▸ **Problem description**
Could you transcribe all of the data word for word?

[[ Record extracts, beginning ]]

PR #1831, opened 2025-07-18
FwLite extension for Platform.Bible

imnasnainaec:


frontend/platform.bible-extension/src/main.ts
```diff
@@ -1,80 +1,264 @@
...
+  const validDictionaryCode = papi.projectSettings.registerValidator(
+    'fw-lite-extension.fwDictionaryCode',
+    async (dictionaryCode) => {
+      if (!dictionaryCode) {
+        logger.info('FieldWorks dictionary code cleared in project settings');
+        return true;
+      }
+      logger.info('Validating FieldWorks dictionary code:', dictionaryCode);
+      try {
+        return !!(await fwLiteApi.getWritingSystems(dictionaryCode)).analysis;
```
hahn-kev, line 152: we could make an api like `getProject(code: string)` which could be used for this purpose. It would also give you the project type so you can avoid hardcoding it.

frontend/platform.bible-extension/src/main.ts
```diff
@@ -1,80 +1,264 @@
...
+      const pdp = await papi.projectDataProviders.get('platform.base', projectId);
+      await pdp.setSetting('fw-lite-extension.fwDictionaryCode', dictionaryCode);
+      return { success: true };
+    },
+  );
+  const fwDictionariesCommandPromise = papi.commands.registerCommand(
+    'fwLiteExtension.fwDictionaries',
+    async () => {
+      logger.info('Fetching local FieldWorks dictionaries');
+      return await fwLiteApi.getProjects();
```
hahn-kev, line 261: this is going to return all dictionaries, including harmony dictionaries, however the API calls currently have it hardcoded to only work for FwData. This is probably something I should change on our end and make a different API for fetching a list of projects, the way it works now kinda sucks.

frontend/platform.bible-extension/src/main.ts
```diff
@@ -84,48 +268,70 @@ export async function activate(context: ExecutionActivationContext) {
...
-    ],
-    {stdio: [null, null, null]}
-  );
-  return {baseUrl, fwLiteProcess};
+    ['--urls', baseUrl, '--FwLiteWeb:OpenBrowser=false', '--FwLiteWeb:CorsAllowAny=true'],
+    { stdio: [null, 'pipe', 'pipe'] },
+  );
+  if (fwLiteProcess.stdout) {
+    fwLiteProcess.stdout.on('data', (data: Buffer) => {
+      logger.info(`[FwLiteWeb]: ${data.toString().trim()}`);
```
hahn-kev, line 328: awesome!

[[ Record extracts, end ]]

▸ **Solved problem**
PR #1831, opened 2025-07-18
FwLite extension for Platform.Bible

imnasnainaec:


frontend/platform.bible-extension/src/main.ts
```diff
@@ -1,80 +1,264 @@
...
+  const validDictionaryCode = papi.projectSettings.registerValidator(
+    'fw-lite-extension.fwDictionaryCode',
+    async (dictionaryCode) => {
+      if (!dictionaryCode) {
+        logger.info('FieldWorks dictionary code cleared in project settings');
+        return true;
+      }
+      logger.info('Validating FieldWorks dictionary code:', dictionaryCode);
+      try {
+        return !!(await fwLiteApi.getWritingSystems(dictionaryCode)).analysis;
```
hahn-kev, line 152: we could make an api like `getProject(code: string)` which could be used for this purpose. It would also give you the project type so you can avoid hardcoding it.

frontend/platform.bible-extension/src/main.ts
```diff
@@ -1,80 +1,264 @@
...
+      const pdp = await papi.projectDataProviders.get('platform.base', projectId);
+      await pdp.setSetting('fw-lite-extension.fwDictionaryCode', dictionaryCode);
+      return { success: true };
+    },
+  );
+  const fwDictionariesCommandPromise = papi.commands.registerCommand(
+    'fwLiteExtension.fwDictionaries',
+    async () => {
+      logger.info('Fetching local FieldWorks dictionaries');
+      return await fwLiteApi.getProjects();
```
hahn-kev, line 261: this is going to return all dictionaries, including harmony dictionaries, however the API calls currently have it hardcoded to only work for FwData. This is probably something I should change on our end and make a different API for fetching a list of projects, the way it works now kinda sucks.

frontend/platform.bible-extension/src/main.ts
```diff
@@ -84,48 +268,70 @@ export async function activate(context: ExecutionActivationContext) {
...
-    ],
-    {stdio: [null, null, null]}
-  );
-  return {baseUrl, fwLiteProcess};
+    ['--urls', baseUrl, '--FwLiteWeb:OpenBrowser=false', '--FwLiteWeb:CorsAllowAny=true'],
+    { stdio: [null, 'pipe', 'pipe'] },
+  );
+  if (fwLiteProcess.stdout) {
+    fwLiteProcess.stdout.on('data', (data: Buffer) => {
+      logger.info(`[FwLiteWeb]: ${data.toString().trim()}`);
```
hahn-kev, line 328: awesome!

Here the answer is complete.